Task statement
The result should be every line of the listing that holds the word "GetDirection".

Supplied information
PR #28, opened 2019-11-04
Avoid pulling random numbers at scattering when they are not needed.

MaxSac:
Scattering will now return a pair of averaged scattering direction
and the direction of the particle at the end of propagation step.
In "AdvanceParticle" scattering (direction change) and displacement will
from now on consider separately.

The testfile must be modified, since scattering no longer takes over
the displacement of the particle.

### DIFF
--- a/private/PROPOSAL/Sector.cxx
+++ b/private/PROPOSAL/Sector.cxx
@@ -630,9 +630,9 @@ void Sector::AdvanceParticle(double dr, double ei, double ef) {
     Vector3D n_i(particle_.GetDirection());
 
     if( sector_def_.scattering_model != ScatteringFactory::Enum::NoScattering ){
-        std::shared_ptr<std::pair<Vector3D, Vector3D>> directions = scattering_->Scatter(dr, ei, ef);
-        u = directions->first;
-        n_i = directions->second;
+        std::shared_ptr<Directions> directions = scattering_->Scatter(dr, ei, ef);
+        u = directions->u_;
+        n_i = directions->n_i_;
     }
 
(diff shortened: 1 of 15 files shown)


private/PROPOSAL/Sector.cxx
```diff
@@ -625,7 +625,21 @@ void Sector::AdvanceParticle(double dr, double ei, double ef) {
...
-    scattering_->Scatter(dr, ei, ef);
+    std::pair<Vector3D, Vector3D> directions; // u, n_f
+
+    if( sector_def_.scattering_model == ScatteringFactory::Enum::NoScattering ){
+        directions.first = particle_.GetDirection();
+        directions.second = particle_.GetDirection();
+        double rnd1 = RandomGenerator::Get().RandomDouble();
+        double rnd2 = RandomGenerator::Get().RandomDouble();
+        double rnd3 = RandomGenerator::Get().RandomDouble();
+        double rnd4 = RandomGenerator::Get().RandomDouble();
```
MaxSac: Just to reproduce the test. In general these random numbers should be avoided.

private/PROPOSAL/scattering/Scattering.cxx
```diff
@@ -20,12 +22,14 @@ using namespace PROPOSAL;
  ******************************************************************************/
 
 Scattering::Scattering(Particle& particle)
-    : particle_(particle)
+    : particle_(particle),
+      directions_(Vector3D(), Vector3D())
```
sudojan: Why is this a private variable?

PR #29, opened 2019-11-04
WIP: Submodules

MaxNoe:
Using submodules for the dependencies. Just for thinking for now. Might make things more complicated.

Alternatively, one could use the `ExternalDependency` extension.


.gitmodules
```diff
@@ -0,0 +1,9 @@
+[submodule "extern/pybind11"]
+	path = extern/pybind11
+	url = https://github.com/pybind/pybind11
+[submodule "extern/log4cplus"]
+	path = extern/log4cplus
+	url = https://github.com/log4cplus/log4cplus
```
Jean1995: specify version?

MaxNoe: See further down. Submodules point to a specific commit. I used the 2.0.4 tag.

To update use: 
```
$ cd extern/log4cplus
$ git checkout <tag>
$ cd ../..
$ git add log4cplus
$ git commit -m 'Update log3cplus to version <tag>'
```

Solution to this exercise
     Vector3D n_i(particle_.GetDirection());
+        directions.first = particle_.GetDirection();
+        directions.second = particle_.GetDirection();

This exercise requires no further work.